The apricots and nectarines are beautiful for first year crops, and we have had fresh-picked stone-fruit for a couple of weeks now. First week or so were the apricots (see luscious pics below), then the nectarines (which we’re still finishing off now). Now that I think about it, I should’ve taken a pic of a cut open fruit, but I think ravening hordes consumed them almost as soon as they hit the kitchen bench.

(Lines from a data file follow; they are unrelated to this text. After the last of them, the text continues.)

PR #291, opened 2021-12-22
Implemented sourceType for SendSetCurrency

EmosewaMC:
In the function GameMessages::SendSetCurrency, the functionality that sends the correct source type to the client was not implemented and was simply set to 0.  This PR implements that functionality and changes the Character::SetCoins function to always SendSetCurrency where as before this would only happen if the coin source was not an achievement.


averysumner:
I know our codebase is messy, but there's no need to hardcode magic numbers into it more than we already have. Please make an enum for the loot source type.

EmosewaMC:
@averysumner That is what I did in [this commit](https://github.com/DarkflameUniverse/DarkflameServer/pull/291/commits/97f8e9e9fc62763bfd60df7a4dc43c32c917845b) no?

dCommon/dCommonVars.h
```diff
@@ -469,6 +469,31 @@ enum eRebuildState : uint32_t {
 	REBUILD_INCOMPLETE
 };
 
+enum eCoinSourceType : int32_t {
```
lcdr, line 472: Note that this enum is used not only for coins, but also for items (e.g. for achievements it delays the reward pickup animation until after the achievement complete animation has completed), so this should be called `eLootSourceType`. This is also what the game calls it internally. Same goes for the prefixes of the enum variants.

dGame/dMission/Mission.cpp
```diff
@@ -481,8 +481,10 @@ void Mission::YieldRewards() {
         inventoryComponent->AddItem(pair.first, count);
     }
 
-    if (info->reward_currency > 0) {
-        character->SetCoins(character->GetCoins() + info->reward_currency, info->isMission);
+    if (info->reward_currency > 0 && info->isMission) {
```
lcdr, line 484: You could just do a nested if clause and first check currency, then isMission, and assign the loot source type accordingly and only have one SetCoins call. Your way works too, but is a bit unusual.

lcdr:
Looks good overall, left some minor notes. Also, I don't work on the codebase itself, so a quick look by a maintainer is probably still a good idea.

dGame/dMission/Mission.cpp
EmosewaMC: I see what you mean.  I [re-did my statements](https://github.com/DarkflameUniverse/DarkflameServer/pull/291/commits/e84811bdcee9218b4c88c5ad6a3a4e63298cebcf) there to have only one SetCoins statement.

dCommon/dCommonVars.h
EmosewaMC: Ah gotcha.  [I have updated the enum name and prefixes](https://github.com/DarkflameUniverse/DarkflameServer/pull/291/commits/6ff5ae78aa0f27b8e13bb65eea75085fe6c6669c) to be correct.

EmosewaMC:
@averysumner @DarwinAnim8or if either of you two could review these changes to make sure everything looks good to you that would be great!

EmosewaMC:
also tagging @Wincent01 for review since I forgot to in my original comment.

dGame/dMission/Mission.cpp
```diff
@@ -473,16 +473,20 @@ void Mission::YieldRewards() {
...
-        // Sanitfy check, 6 is the max any mission yields
+        // Sanity check, 6 is the max any mission yields
         if (count > 6) {
             count = 0;
         }
 
         inventoryComponent->AddItem(pair.first, count);
     }
-
+
```
Xiphoseer, line 483:
```suggestion

```

Xiphoseer (approved):
Looks reasonable to me

dGame/dMission/Mission.cpp
```diff
@@ -473,16 +473,20 @@ void Mission::YieldRewards() {
...
         inventoryComponent->AddItem(pair.first, count);
     }
-
+    
     if (info->reward_currency > 0) {
-        character->SetCoins(character->GetCoins() + info->reward_currency, info->isMission);
+        int32_t lootSource = LOOT_SOURCE_ACHIEVEMENT;
+        if(info->isMission) {
+            lootSource = LOOT_SOURCE_MISSION;
+        }
```
Xiphoseer, line 488:
```suggestion
        int32_t lootSource = info->isMission ? LOOT_SOURCE_MISSION : LOOT_SOURCE_ACHIEVEMENT;
```

EmosewaMC:
@Xiphoseer Added both changes.

dGame/Character.h
```diff
@@ -309,12 +309,11 @@ class Character {
...
     /**
-     * Updates the current amount of coins of the character by a specified amount, for achievements this is not sent
-     * as it's tracked by the client
+     * Updates the current amount of coins of the character by a specified amount
      * @param newCoins the amount of coins to update by
-     * @param message whether to notify the client of the change
+     * @param coinSource The source of the loot
      */
-    void SetCoins(int64_t newCoins, bool message = true);
+    void SetCoins(int64_t newCoins, int32_t coinSource);
```
Xiphoseer, line 316:
```suggestion
    void SetCoins(int64_t newCoins, eLootSourceType coinSource);
```

dGame/Character.cpp
```diff
@@ -567,18 +567,15 @@ const NiPoint3& Character::GetRespawnPoint(LWOMAPID map) const
 	return pair->second;
 }
 
-void Character::SetCoins(int64_t newCoins, const bool message) {
+void Character::SetCoins(int64_t newCoins, int32_t lootSource) {
```
Xiphoseer, line 570:
```suggestion
void Character::SetCoins(int64_t newCoins, eLootSourceType lootSource) {
```

dGame/dGameMessages/GameMessages.h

Apricot tree in the front yard -
ripe pickin’.

Picture perfect fruit.
Just looking at them again
makes me drool.

Mmm. Juicy, sweet, ideal texture.
Can’t wait till next year’s crop.
We’ve also had a few bunches of grapes start up on our very young vines. Not at all sure of the taste/sweetness, but little E. can attest that eating them right now is a very bad idea…
Grapes set + not ready to go…
We’ve been having:
  • regular harvests of chives, kaffir lime leaves, Vietnamese mint, oregano, strawberries (mostly by E., directly into her mouth), and flat-leaf parsley;
  • occasional crops of capsicum; and
  • one gorgeous crop of broad beans.
Our first crop of broad beans,
shucked and silky green.
Things that haven’t worked out as well: tomatoes (they’re tasty but buggy – please advise…), pumpkins (they took over the yard with glorious vines and shaggy leaves but never really produced full fruits), and brussel sprouts (absolutely ridden with cabbage-moths – our bad. We should’ve doused the plant and surrounds with garlic spray or similar).